The House of Representatives will vote early next week on a stimulus standalone bill that includes $2,000 checks per person, as the future of coronavirus relief hangs in the balance, according to House Speaker Nancy Pelosi.
On Thursday, December 24, Pelosi announced that she “will bring the House” back to session on Monday, December 28, for “a recorded vote on our standalone bill to increase economic impact payments to $2,000.”
The move comes after President Donald Trump demanded Congress replace the $600 checks featured in the new bipartisan bill with $2,000 checks. Republicans, however, blocked House Majority Leader Steny Hoyer’s attempt to do so on Christmas Eve morning, Pelosi said.
“House and Senate Democrats have repeatedly fought for bigger checks for the American people, which House and Senate Republicans have repeatedly rejected — first, during our negotiations when they said that they would not go above $600 and now, with this act of callousness on the Floor,” Pelosi said in an online statement.
On Monday, December 21, both chambers approved a $900 billion stimulus package, including another round of the direct payments and a weekly $300 federal unemployment supplement for 11 weeks, Business Insider said.
However, Trump threatened the next day to veto the package, marking a stark shift in stance from his party. In a video posted to Twitter on December 22, Trump slammed parts of the deal as “wasteful spending” and criticized its “ridiculously low” stimulus checks.
Business Insider said a “partial government shutdown will begin on Tuesday unless Congress can agree [on] a stop-gap government funding bill before then.”
Here’s what you need to know:
Pelosi Slammed Republicans for ‘Cruelly’ Depriving the American People ‘on Christmas Eve’
In the December 24 statement, Pelosi slammed Republicans for preventing the American public from receiving aid.
“Today, on Christmas Eve morning, House Republicans cruelly deprived the American people of the $2,000 that the President agreed to support,” she said in the release.
“If the President is serious about the $2,000 direct payments, he must call on House Republicans to end their obstruction,” Pelosi continued.

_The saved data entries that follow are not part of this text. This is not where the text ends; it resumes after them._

Issue #3809, opened 2015-09-28
Add underscore methods `_.findIndex, `_.findLastIndex` and  `_.sortedIndex`


jacobbuck:
Finding myself writing:

```js
var index = collection.indexOf(collection.findWhere({foo: 'bar'}));
```

when this is so much better:

```js
var index = collection.findIndex({foo: 'bar'});
```

jridgewell:
Want to work on a PR?

jacobbuck:
Sure, just submitted one now. Though I'm not sure how to approach adding `_.sortedIndex` as it's iteratee and value arguments are in reverse order to the other underscore methods.

jridgewell:
Closed by #3811.

PR #3811, opened 2015-09-28
Add `findIndex` and `findLastIndex` underscore methods to Collection.

jacobbuck:
Related to #3809


megawac:
Could you not regen those files -- just modify backbone.js and the tests?

jacobbuck:
Sure thing, updated now.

House Democrats earlier that morning scrambled to schedule a vote to increase the amount of stimulus checks included in the bipartisan proposal following Trump’s comments, according to NBC News. But Republicans quickly killed the bill, the outlet continued, “throwing into further doubt the future of any imminent financial relief for millions of struggling Americans.”

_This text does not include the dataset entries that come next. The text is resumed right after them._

Issue #3799, opened 2015-09-18
Router - passing an object with route params into handler


ntgn81:
Currently, matched parameters are passed into the action as an `array`

```javascript
routes: {
  "folder/:name-:mode": "openFolder"
},

openFolder: function(name, mode, queryString) {
  // do stuff
}
```

I would like the actions to be given an object with `name`, `params`, `queryString` instead, resembling express routing solution.

```javascript
routes: {
  "folder/:name-:mode": "openFolder"
},

openFolder: function(routeData) {
  /* routeData is now
  {
    name: "openFolder",
    params: {
      name: "valueOfName",
      mode: "valueOfMode"
    },
    queryString: "query=string&a=b"
  }
  */
}
```

It could be an option that can be enabled on BB.Router.
Is it a good idea to have this functionality in base BB.Router? Or it can be an external library?

I have tried it out, and it seems to be working well, with a new set of tests cloned from current router test to make sure nothing breaks.

https://github.com/ntgn81/backbone/commit/7b2c8b3dce5c19f5dc36ddd14c4f70d22108db45

Thanks!

akre54:
We could do that. Might be a nice addition for V2. Your implementation is a little heavyweight though. Any way we could slim it down?

ntgn81:
Thanks, @akre54! 

Can you please give me some pointers as to where the heavy code might be?

I think it could be cleaned up a bit if it was to replace the current logic. But this was done with backward compatibility in mind, so I just added the stuff on top of the existing logic.

akre54:
I would guess (without looking too much into it) that it should be possible to combine some of the logic with what we already have. I'll respond on the diff.

megawac:
Related v2 router changes https://github.com/jashkenas/backbone/pull/3660. /cc @jmeas

jmeas:
This is a great idea, I think!

For folks looking for this feature now, [BaseRouter](https://github.com/jmeas/backbone.base-router) returns a hash for named params and query params, though I can't recall if it works with splats.

As is evident by the commit referenced in the OP, the DSL implementation in Backbone is the biggest hindrance to this feature. I wasn't planning on making any changes to the DSL implementation in #3660 to keep concerns separate, but I'm hugely in favor of updating it. I had a vague plan to do a subsequent PR focused solely on the DSL, but I'm not sure if/when I'll get a chance to do that anytime soon.

ntgn81:
[...]

PR #3815, opened 2015-10-02
Router add use object params option

ntgn81:
Adding optional parameter to Router to make route callback handlers called with route params being an object instead of array.

https://github.com/jashkenas/backbone/issues/3799

### DIFF
--- a/backbone.js
+++ b/backbone.js
@@ -1455,6 +1455,16 @@
 
   // Set up all inheritable **Backbone.Router** properties and methods.
   _.extend(Router.prototype, Events, {
+    // If set to true, route handlers will be called with routeData object
+    //
+    //     this.route('search/:query/p:num', 'search', function(routeData) {
+    //       // for route 'search/backbone/p5?a=b'
+    //       // routeData.params.query === 'backbone'
+    //       // routeData.params.num === '5'
+    //       // routeData.queryString === 'a=b'
+    //     });
+    //
+    useParamsObject: false,
 
     // Initialize is an empty function by default. Override it with your own
     // initialization logic.
@@ -1467,12 +1477,26 @@
     //     });
     //
     route: function(route, name, callback) {
-      if (!_.isRegExp(route)) route = this._routeToRegExp(route);
+      // Pass paramNames into _routeToRegExp and let that function populate it
+      var paramNames = [];
+      // Need to know this so we don't try to create params object when the route is matched
+      var isRegExpRoute = _.isRegExp(route);
+
+      if (!isRegExpRoute) route = this._routeToRegExp(route, paramNames);
+
       if (_.isFunction(name)) {
         callback = name;
         name = '';
       }
       if (!callback) callback = this[name];
+
+      this._routeInfos = this._routeInfos || {};
+      this._routeInfos[route.toString()] = {
+        name: name,
+        isRegExpRoute: isRegExpRoute,
+        paramNames: paramNames
+      };
+
       var router = this;
       Backbone.history.route(route, function(fragment) {
         var args = router._extractParameters(route, fragment);
@@ -1511,13 +1535,18 @@
 
     // Convert a route string into a regular expression, suitable for matching
     // against the current location hash.
-    _routeToRegExp: function(route) {
+    _routeToRegExp: function(route, paramNames) {
       route = route.replace(escapeRegExp, '\\$&')
                    .replace(optionalParam, '(?:$1)?')
                    .replace(namedParam, function(match, optional) {
-                     return optional ? match : '([^/?]+)';
+                     if (optional) return match;
+                     paramNames.push(match.slice(1));
+                     return '([^/?]+)';
                    })
-                   .replace(splatParam, '([^?]*?)');
+                   .replace(splatParam, function(match) {
+                     paramNames.push(match.slice(1));
+                     return '([^?]*?)';
+                   });
       return new RegExp('^' + route + '(?:\\?([\\s\\S]*))?$');
     },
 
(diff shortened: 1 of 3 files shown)


backbone.js
```diff
@@ -1511,13 +1535,18 @@
 
     // Convert a route string into a regular expression, suitable for matching
     // against the current location hash.
-    _routeToRegExp: function(route) {
+    _routeToRegExp: function(route, paramNames) {
```
ntgn81: @akre54 
> I'm not so keen on modifying passed arguments. Let's bikeshed this decision a bit more (you may have been right in the first place).

I don't like this either, but this feels the least intrusive/most optimal since we are already RegExp parsing the input route string. And we can reuse `namedParam` and `splatParam` right where they are used.

Since `_routeToRegExp()` is only used from `route()`, how about moving it's body inside `route()` itself? Might be breaking change if someone is ovewritting `_routeToRegExp()` though.

backbone.js
```diff
@@ -1455,6 +1455,16 @@
 
   // Set up all inheritable **Backbone.Router** properties and methods.
   _.extend(Router.prototype, Events, {
+    // If set to true, route handlers will be called with routeData object
+    //
+    //     this.route('search/:query/p:num', 'search', function(routeData) {
```
ntgn81: @akre54 
> I don't know about the routeData object though. How about (params, queryString, name) as the arguments to the handler? Or (params, routeData) where routeData is queryString and name.

I think like `(params, routeData)` more. Having `routeData` as object gives option to expand the object with more stuff to help the route handler if needed, few things I could think of:
- `query` - object representation of queryString: 'x=true&y=5&z=abc' => `{x: "true", y: "5", z: "abc"}`.
  - Another option to enable queryString parsing maybe?
  - @jmeas is already doing this in [Backbone Router](https://github.com/jmeas/backbone.base-router#query) 
- `fragment`

backbone.js
akre54: > how about moving it's body inside route() itself?

I'm concerned about taking a nice small chunk of reusable, functionally pure code and pulling it out of a method and into the body of an already big method. 

I don't have a ton of time to work through this at the moment, but I should be freer next week. Try opening a pull and solicit feedback from other Backbone contributors. Looking forward to seeing this merged.

backbone.js
jmeas: :+1: to `routeData` over `1...n` args. I'd like to see Backbone's router give even more info in route callbacks, and a `1...n` arg API would get a little unwieldy with that many args.

ntgn81:
Any backbone guru have time to take a look at this and give me guidance on how to make this better? 

Thanks!

backbone.js
akre54: [This is what express uses](https://github.com/pillarjs/path-to-regexp), so passing the array is probably fine.

ntgn81: I was thinking about this too. What if this method, instead of returning RegExp, returns an object `{routeRegExp, paramNames}`. It would keep it functionally pure.

backbone.js
```diff
@@ -1467,12 +1477,26 @@
...
+      if (!isRegExpRoute) route = this._routeToRegExp(route, paramNames);
+
       if (_.isFunction(name)) {
         callback = name;
         name = '';
       }
       if (!callback) callback = this[name];
+
+      this._routeInfos = this._routeInfos || {};
+      this._routeInfos[route.toString()] = {
```
jridgewell: `#toString` shouldn't be necessary, it'll be coerced by the object.

backbone.js
```diff
@@ -1511,13 +1535,18 @@
 
     // Convert a route string into a regular expression, suitable for matching
     // against the current location hash.
-    _routeToRegExp: function(route) {
+    _routeToRegExp: function(route, paramNames) {
       route = route.replace(escapeRegExp, '\\$&')
                    .replace(optionalParam, '(?:$1)?')
                    .replace(namedParam, function(match, optional) {
-                     return optional ? match : '([^/?]+)';
+                     if (optional) return match;
```
jridgewell: I think we should be recording optional params as well.

backbone.js
```diff
@@ -1526,11 +1555,36 @@
...
         if (i === params.length - 1) return param || null;
         return param ? decodeURIComponent(param) : null;
       });
+
+      if (this.useParamsObject) {
+        // get routeInfo, which has array of param names
+        var routeInfo = this._routeInfos[route.toString()];
+
+        var routeData = {
+          name: routeInfo.name
```
jridgewell: I'm not sure the route's name is useful. Is there a usecase?

backbone.js
```diff
@@ -1526,11 +1555,36 @@
...
+        }
+        else {
+          routeData.params = _.object(routeInfo.paramNames, decodedParams);
+          var queryString = decodedParams[decodedParams.length - 1];
+          if (queryString) {
+            routeData.queryString = queryString;
+          }
+        }
+
+        return [routeData];
```
jridgewell: I'd much rather have these returned as separate parameters: `[paramsObject, queryString]`, instead of a nested object.

backbone.js
ntgn81: Yep, they are being recorded. At this point, this replace handles all named parameters, including optional ones, as previous replace already appends : to the name:

'named/optional/(y:z)'
  .replace(escapeRegExp, '\\$&')                    // 'named/optional/(y:z)''
  .replace(optionalParam, '(?:$1)?')                // 'named/optional/(?:y:z)?'
  .replace(namedParam, function(match, optional) {
    // this function gets called twice
    // 1st
    //   match: '(?:y'
    //   optional: '(?'
    // 2nd
    //   match: ':z'
    //   optional: undefined
  });

backbone.js
ntgn81: Good point. I will update. Thanks.

backbone.js
jridgewell: :+1:

backbone.js
ntgn81: I am currently using that right now in my app, where I hold on to current route data. And I use route.name to know what route it is.

Something along the line of `router.getCurrentRoute`, since it's not part of the route handler, `name` is what tells me what current route is.

backbone.js
ntgn81: So the handler would receive `(paramsObject, queryString)` as parameters, right?

We also discussed about this up here:
 https://github.com/jashkenas/backbone/pull/3815#discussion_r41050447

jridgewell: I need to read better, will continue discussion there.

backbone.js
jridgewell: I'd be ok with `(params, routeData)`. The most important piece of information here is the `params` object, hiding it inside `routeData` just adds friction.

ntgn81: :+1:

ntgn81:
Updated routed handler to receive `(params, routeData)` with tests.

Removed the route.toString in hash lookup too.

@jridgewell @akre54

wlepinski:
Is this PR planned to land on master?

Pelosi Said She Hopes Trump Will Have Signed the Bipartisan Bill by Monday
According to House Speaker Nancy Pelosi, the original bipartisan legislation was sent on Christmas Eve to Trump’s private Mar-a-Lago club in Florida to await his signature.
She said she hopes the president will have already signed the package by the time the House votes on the standalone measure on Monday.

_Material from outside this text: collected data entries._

PR #3816, opened 2015-10-03
Migrated tests to QUnit 2.0 syntax.

### LINKED ISSUE #3813: Unit tests are using QUnit 1.x syntax
The unit tests are using QUnit 1.x syntax (i.e., `module` global instead of `QUnit.module`, not using the `assert` object, etc.). And why should they do otherwise when QUnit 2.0 isn't out yet? However, as you probably know, most or all of the QUnit 2.0 syntax is in fact available now (as of QUnit 1.16, and we're consuming 1.18+). So it's possible to migrate everything over now, in order to make an eventual consumption of QUnit 2.0 easier.

Unless strong objections are raised in this discussion, I am happy to migrate the tests. I have a tool [platinumazure/qunit2-migrator][1] which makes the job a lot easier. I can do so all at once or in batches-- it doesn't matter.

  [1]: https://github.com/platinumazure/qunit2-migrator

platinumazure:
Fixes #3813.

I had to manually migrate `test/router.js` because my migrator apparently can't handle non-ASCII characters. Please do pay special attention to that one.

I don't know CoffeeScript that well, but it looks like the assertions in that library are simply falling back to the Node environment (and therefore its assert module). Thus I assume no modification needs to happen to that file (due to it not actually being QUnit tests). Please let me know if this is incorrect.

### DIFF
--- a/test/events.js
+++ b/test/events.js
@@ -1,41 +1,43 @@
 (function() {
 
-  module("Backbone.Events");
+  QUnit.module("Backbone.Events");
 
-  test("on and trigger", 2, function() {
+  QUnit.test("on and trigger", function(assert) {
+    assert.expect(2);
     var obj = { counter: 0 };
     _.extend(obj,Backbone.Events);
     obj.on('event', function() { obj.counter += 1; });
     obj.trigger('event');
-    equal(obj.counter,1,'counter should be incremented.');
+    assert.equal(obj.counter, 1, 'counter should be incremented.');
     obj.trigger('event');
     obj.trigger('event');
     obj.trigger('event');
     obj.trigger('event');
-    equal(obj.counter, 5, 'counter should be incremented five times.');
+    assert.equal(obj.counter, 5, 'counter should be incremented five times.');
   });
 
-  test("binding and triggering multiple events", 4, function() {
+  QUnit.test("binding and triggering multiple events", function(assert) {
+    assert.expect(4);
     var obj = { counter: 0 };
     _.extend(obj, Backbone.Events);
 
     obj.on('a b c', function() { obj.counter += 1; });
 
     obj.trigger('a');
-    equal(obj.counter, 1);
+    assert.equal(obj.counter, 1);
 
     obj.trigger('a b');
-    equal(obj.counter, 3);
+    assert.equal(obj.counter, 3);
 
     obj.trigger('c');
-    equal(obj.counter, 4);
+    assert.equal(obj.counter, 4);
 
     obj.off('a c');
     obj.trigger('a b c');
-    equal(obj.counter, 5);
+    assert.equal(obj.counter, 5);
   });
 
-  test("binding and triggering with event maps", function() {
+  QUnit.test("binding and triggering with event maps", function(assert) {
     var obj = { counter: 0 };
     _.extend(obj, Backbone.Events);
 
@@ -50,23 +52,23 @@
     }, obj);
 
     obj.trigger('a');
-    equal(obj.counter, 1);
+    assert.equal(obj.counter, 1);
 
     obj.trigger('a b');
-    equal(obj.counter, 3);
+    assert.equal(obj.counter, 3);
 
     obj.trigger('c');
-    equal(obj.counter, 4);
+    assert.equal(obj.counter, 4);
 
     obj.off({
       a: increment,
       c: increment
     }, obj);
     obj.trigger('a b c');
-    equal(obj.counter, 5);
+    assert.equal(obj.counter, 5);
   });
 
-  test("binding and triggering multiple event names with event maps", function() {
+  QUnit.test("binding and triggering multiple event names with event maps", function(assert) {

“Hopefully by then the President will have already signed the bipartisan and bicameral legislation to keep government open and to deliver coronavirus relief,” Pelosi said in the December 24 statement.
As of early Saturday, December 26, the president had not yet signed the bipartisan package — resulting in the loss of pandemic-related unemployment benefits for millions of Americans.
Business Insider said that, although Trump’s “strategy for the bill remains unclear, he has not vetoed it and could still sign it in the coming days.”
On Christmas Day, Trump again called for higher stimulus checks, tweeting:
“Why would politicians not want to give people $2,000, rather than only $600?…Give our people the money!”